**WORK ORDER:** Find every line with the string "Tested" in the material below and copy it.

═══ EXERCISE INPUT ═══

PR #10586, opened 2025-01-03
StandaloneMmPkg: Call PeCoffLoaderUnloadImage When Unloading Image

os-d:
# Description

Today, StandaloneMmCore calls PeCoffLoaderRelocateImage() when loading images, which calls PeCoffLoaderRelocateImageExtraAction(). On AARCH64, this sets the image memory protections accordingly, RO + E on code sections, RW + NX on data sections.

However, if an image fails to start (i.e. its entry point returns a failure) StandaloneMmCore does not call the corresponding PeCoffLoaderUnloadImage, which calls PeCoffLoaderUnloadImageExtraAction, which on AARCH64 undoes the memory protections on the image, setting the whole memory region back to RW + NX. The core then frees this memory and the next allocation attempts to use it, which results in a data abort if a read only memory region is attempted to be written to. Theoretically, other instances of the PeCoffExtraActionLib could take other actions and so regardless of architecture, the contract with the PeCoffLoader should be maintained.

This patch calls PeCoffLoaderUnloadImage when an image's entry point returns a failure, before freeing the image memory. This meets the contract and follows the DXE core behavior: https://github.com/tianocore/edk2/blob/dca265a8ca9bc01656ff6bc1fc881bdee132de9a/MdeModulePkg/Core/Dxe/Image/Image.c#L975-L978

- [ ] Breaking change?
- [ ] Impacts security?
- [ ] Includes tests?

## How This Was Tested

Tested on an AARCH64 platform that was crashing in Standalone MM when a driver was unloaded and confirmed that the system could boot after this patch.

## Integration Instructions

N/A.


StandaloneMmPkg/Core/Dispatcher.c
```diff
@@ -108,33 +108,37 @@ BOOLEAN  gRequestDispatch = FALSE;
 EFI_STATUS
 EFIAPI
 MmLoadImage (
-  IN OUT EFI_MM_DRIVER_ENTRY  *DriverEntry
+  IN OUT EFI_MM_DRIVER_ENTRY           *DriverEntry,
+  IN OUT PE_COFF_LOADER_IMAGE_CONTEXT  *ImageContext
```
samimujawar, line 112: Nit: Can we update the documentation for this function to reflect the addition of this new param, please?

samimujawar (approved):
Hi @os-d,
Thank you for this patch.
I have requested a minor documentation update, With that fixed, this patch looks good to me.

LeviYeoReum (approved):

samimujawar:
@niruiyu, @td36, @jiaxinwu,  can someone confirm if this patch is good for X86/x64, please?

ardbiesheuvel (approved):

Issue #10510, opened 2024-04-25
Null Pointer dereference in Private Data Macros (Bugzilla Bug 4766)


tianocore-issues:
This issue was created automatically with [bugzilla2github](https://github.com/makubacki/bugzilla2github/tree/bz2gh_tianocore)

═══

**EXERCISE ANSWER:**
## How This Was Tested
Tested on an AARCH64 platform that was crashing in Standalone MM when a driver was unloaded and confirmed that the system could boot after this patch.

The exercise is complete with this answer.